ACTIVITY » Write out, unchanged, the lines from the one holding "docs: remove outdated" to the close of the listing. Both the first and last lines belong in it.

SUPPLIED DATA »

PR #127, opened 2025-05-16
docs: remove outdated Flux tutorial and add new image generation tutorial

davidberenstein1957:
- Deleted the `flux_small.ipynb` tutorial as it is no longer relevant.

ANSWER TO THIS EXERCISE »
docs: remove outdated Flux tutorial and add new image generation tutorial

davidberenstein1957:
- Deleted the `flux_small.ipynb` tutorial as it is no longer relevant.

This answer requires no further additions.